150 billion euros to leave no one behind

Believing that decarbonising our economies is absolutely imperative doesn’t mean turning a blind eye to the complexities that this process entails. In light of the health emergency, the IMF has summed these up in straightforward terms. “Though (climate change, ed.) mitigation is likely to boost incomes in the long term by limiting damages and severe physical risks, the economic transformation it requires may lower growth during the transition, especially in countries heavily reliant on fossil fuel exports and in those with rapid economic and population growth”. Poland, Czechia, and Bulgaria all fall in the former category.

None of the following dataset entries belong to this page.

Issue #567, opened 2018-06-01
Ksh fails to start if current directory is not accessible


siteshwar:
**Description of problem:**
Ksh fails to start if current directory is not accessible

**Ksh version:**
ksh-20180526+git.945.4ed72ac1-0.fc27.x86_64

**How reproducible:**
Always

**Steps to reproduce:**
1. mkdir /tmp/foo
2. chmod o-rwx /tmp/foo
3. useradd test
4. cd /tmp/foo
5. su -c "ksh" test

**Actual results:**
ksh: Can't obtain directory fd. [Permission denied]

and ksh fails to start.

**Expected results:**
ksh should start.

**Additional info:**
Here is the code from `src/cmd/ksh93/sh/init.c` that throws this error:

```
    // This should _never_ happen, guaranteed by design and goat sacrifice.
    if (shp->pwdfd < 0) errormsg(SH_DICT, ERROR_system(1), "Can't obtain directory fd.");
```

We should not need another goat sacrifice to fix it.

krader1961:
Note that this works with ksh93u. It's also not necessary to create a dummy user account. Just do this instead:

1. mkdir /tmp/foo
1. cd /tmp/foo
1. chmod 0 .
1. ksh

PR #583, opened 2018-06-07
Disable code that causes error on start up

siteshwar:
If ksh is started in a directory that is not accessible to it, it will
exit with an error. This code makes invalid assumption and should be
disabled.

Resolves: #567


krader1961:
LGTM. I did a quick review of the uses of that structure member and it looks like they all protect against it being less than zero. Which begs the question of why the error exit you commented out was even added. Another example of why I which the AST team would provide the change history for the code.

In these countries, coal – the dirtiest of fossil fuels – is still the backbone of their energy mixes and supports the livelihood to tens of thousands of families.

From the outset, a key chapter in the Green Deal is dedicated to those areas that are lagging behind on the starting grid for the green transition. The Just Transition Mechanism promises to mobilise at least 150 billion euros to convert companies, build infrastructure, offer training opportunities and jobs, and much more, “to make sure no one is left behind,” therefore ensuring that sustainable development and social inclusion are one and the same.

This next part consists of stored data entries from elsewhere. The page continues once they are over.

Issue #568, opened 2018-06-01
Bash fix for CVE-2014-7169 breaks ksh scripts that try to clear the environment


siteshwar:
**Description of problem:**
Bash fix for CVE-2014-7169 breaks ksh scripts that try to clear the environment

**Ksh version:**
ksh-20180526+git.945.4ed72ac1-0.fc27.x86_64

**How reproducible:**
Always

**Steps to reproduce:**
1. Add these scripts:

`run.sh`:

```
a() {
    echo "BASH_FUNC_a() survives"
}

export -f a
ksh clear.sh
```
 `clear.sh`:

```
#!/bin/ksh
RC=0
for variable in `set | sed 's/=.*//'` ; do
    echo "Unsetting $variable"
    unset $variable || RC=1
done
bash -c "a"
```
2. Execute `bash run.sh`

**Actual results:**
clear.sh[5]: unset: BASH_FUNC_a%%: invalid variable name

**Expected results:**
No error should appear.

**Additional info:**
Bug report has been copied from https://bugzilla.redhat.com/show_bug.cgi?id=1147645
Patch: https://src.fedoraproject.org/rpms/ksh/blob/master/f/ksh-20120801-oldenvinit.patch

This patch skips inheriting invalid variables.

kernigh:
Step 2 should be `bash run.sh`, not `ksh run.sh`.

The bug is that ksh can't unset an environment variable with `%` in its name. Here I reproduce the bug as perl sets `evil%` and ksh can't unset it:

```
$ ksh --version
  version         sh (AT&T Research) 93v-958-g19c078ab
$ perl -e '$ENV{"evil%"}=value; system @ARGV' ksh -c \                         
> 'unset evil%; printenv evil%'
ksh: unset: evil%: invalid variable name
value
```

In fact, bash has the exact same bug as ksh:

```
$ bash --version
GNU bash, version 4.4.19(1)-release (x86_64-unknown-openbsd6.3)
...
$ perl -e '$ENV{"evil%"}=value; system @ARGV' bash -c \                        
> 'unset evil%; printenv evil%'
bash: line 0: unset: `evil%': not a valid identifier
value
```

Other shells are different:

- In dash, `unset evil%` shows an error, but dash always clears `evil%` from the environment, whether or not I use `unset evil%`.
- In yash, `unset evil%` correctly unsets it.

siteshwar:
> Step 2 should be bash run.sh, not ksh run.sh.

Fixed!

PR #584, opened 2018-06-09
Avoid inheriting invalid environment variables

siteshwar:
Variables that have invalid names should not be inherited from
environment. This commit restores env_init() function definition back to
it's definition from ksh-2010-06-21.

Resolves: #568


krader1961:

coal fired power plant in Poland
A coal fired power plant in Poland © Sean Gallup/Getty Images

How the Just Transition Mechanism works

The funding will be divided into three routes. The first is the Just Transition Fund with a budget of 40 billion euros. 10 of these will come from the EU budget and the remainder from the European recovery tool. For every euro received from the EU budget, each member state will have to supply between 1.5 and 3 euros of those received from other EU programmes (the European Regional Development Fund and European Social Fund +), on top of a co-financing fee. This will have a multiplying effect that increases the fund’s total financial scope to between 89 and 107 billion euros.

The second mechanism is InvestEU, the programme that aims to support investment and access to funding, with guarantees provided by the EU budget. It will be deployed between 2021 and 2027, mobilising 650 billion euros, of which 1.8 billion will be dedicated to the Just Transition goals.

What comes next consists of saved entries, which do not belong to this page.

Issue #577, opened 2018-06-05
Test failures on FreeBSD 11.1


krader1961:
We have reduced the consistent unit test failure count on macOS, various Linux distros, and OpenBSD to zero. One platform, FreeBSD 11.1, still has 17 unit tests failing on a consistent basis. Three of those are in the `wchar` test. Here is a sample failure log from that unit test:

```
--- stdout ---
<I> wchar[-1]: TEST_DIR=/tmp/ksh.wchar.XXXXXXX.UlUVLNOF
<I> wchar[33]: LC_ALL=en_US.UTF-8 is supported and will be tested
<I> wchar[35]: LC_ALL=en_US.utf8 not supported
<I> wchar[35]: LC_ALL=en_US.ISO-8859-15 not supported
<I> wchar[35]: LC_ALL=en_US.iso885915 not supported
<I> wchar[33]: LC_ALL=zh_CN.GB18030 is supported and will be tested
<I> wchar[35]: LC_ALL=zh_CN.gb18030 not supported
--- stderr ---
<E> wchar[49]: C.UTF-8 nounicodeliterals FAILED
<E> expect: |0000000 24 27 e2 82 ac 27 0a|
<E> actual: |0000000 24 27 5c 75 5b 32 30 61 63 5d 27 0a|
<E> wchar[55]: C.UTF-8 (nounicodeliterals) FAILED
<E> expect: |0000000 24 27 e2 82 ac 27 0a|
<E> actual: |0000000 24 27 5c 75 5b 32 30 61 63 5d 27 0a|
<E> wchar[49]: zh_CN.GB18030 nounicodeliterals FAILED
<E> expect: |0000000 24 27 e2 82 ac 27 0a|
<E> actual: |0000000 27 5c 75 5b 32 30 61 63 5d 27 0a|
<E> wchar[55]: zh_CN.GB18030 (nounicodeliterals) FAILED
<E> expect: |0000000 24 27 e2 82 ac 27 0a|
<E> actual: |0000000 27 5c 75 5b 32 30 61 63 5d 27 0a|
<W> wchar[-1]: error_count = 4
-------
```

And from the `builtins` unit test:

```
<E> builtins[393]: printf "%T" now = Mon Jun  4 22:00:23 PPT 2018 != Mon Jun  4 22:00:23 PDT 2018
```

Notice the change in TZ .  from `PPT` to `PDT`.

krader1961:
[...]

PR #587, opened 2018-06-11
Fix `wchar` unit test on FreeBSD

krader1961:
Part of resolving #577

### DIFF
--- a/src/cmd/ksh93/tests/wchar.sh
+++ b/src/cmd/ksh93/tests/wchar.sh
@@ -21,7 +21,13 @@
 # Tests for \u[...] and \w[...] input and output
 #
 
-locales="en_US.UTF-8 en_US.utf8 en_US.ISO-8859-15 en_US.iso885915 zh_CN.GB18030 zh_CN.gb18030"
+locales="en_US.UTF-8 en_US.utf8 en_US.ISO-8859-15 en_US.iso885915"
+# On FreeBSD 11.1 the native locale subsystem cannot convert the Euro currency symbol from UTF-8 to
+# GB1803. See https://github.com/att/ast/issues/577#issuecomment-396113061.
+if [[ $OS_NAME != "FreeBSD" ]]
+then
+    locales="$locales zh_CN.GB18030 zh_CN.gb18030"
+fi
 supported="C.UTF-8"
 locale -a > locale.txt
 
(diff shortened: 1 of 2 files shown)


src/cmd/ksh93/tests/wchar.sh
```diff
@@ -21,7 +21,13 @@
 # Tests for \u[...] and \w[...] input and output
 #
 
-locales="en_US.UTF-8 en_US.utf8 en_US.ISO-8859-15 en_US.iso885915 zh_CN.GB18030 zh_CN.gb18030"
+locales="en_US.UTF-8 en_US.utf8 en_US.ISO-8859-15 en_US.iso885915"
+# On FreeBSD 11.1 the native locale subsystem cannot convert the Euro currency symbol from UTF-8 to
+# GB1803. See https://github.com/att/ast/issues/577#issuecomment-396113061.
+if [[ $OS_NAME != "FreeBSD" ]]
+then
+    locales="$locales zh_CN.GB18030 zh_CN.gb18030"
```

Finally, the European Investment Bank will also come into play. Thanks to a 1.5 billion euros injection from the EU budget, it will provide loans totalling 10 billion euros to public bodies. Here too the aim is to generate a virtuous cycle that creates favourable conditions for a further 25-30 billion euros in public investments.

Those who wish to benefit from these opportunities will find information, resources and updates on the Just Transition Platform, a portal provided by the Commission.

An unmissable chance for a sustainable future

Timmermans has stressed that the years ahead of us represent an opportunity that can’t be missed. The European Union will invest a total of 1.8 trillion euros to put the economy, which is currently suffering due to the health emergency, back on its feet. This is an unprecedented sum. What good would it do to use this money to try and maintain a status quo that has proven its limitations time and time again?

In his impassioned speech, Timmermans referred to a concept that is dear to economists: stranded assets. Building a fossil fuel power plant, for example, might (wrongly) seem like a shortcut that can revitalise the economy by creating jobs. However, due to the adoption of new environmental regulations and stricter tax systems, as well as the technological evolution that is making renewables increasingly cheaper, soon fossil fuel energy will be pushed off the market, losing its monetary value. Meanwhile, however, it will have contributed to global warming, pollution and environmental degradation.

“The money we use now is money borrowed from the next generations,” Timmermans concluded. “Spending it on their future, instead of our past, is a moral imperative and a matter of economic good sense. We have no choice”.